**BRIEF:** Return all of the material that follows, keeping each line exactly as it is.

**AVAILABLE RECORDS:**
PR #1914, opened 2016-01-20
[experimental - do not merge] reverse name ids

MoKob:
Adds reverse name IDs to phantom nodes.

Allows for different names in forward/reverse direction.
This could be used to implement features like [name:left, name:right](http://wiki.openstreetmap.org/wiki/Key:name).


TheMarex:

**ANSWER TO THIS EXERCISE:**
PR #1914, opened 2016-01-20
[experimental - do not merge] reverse name ids

MoKob:
Adds reverse name IDs to phantom nodes.

Allows for different names in forward/reverse direction.
This could be used to implement features like [name:left, name:right](http://wiki.openstreetmap.org/wiki/Key:name).


TheMarex:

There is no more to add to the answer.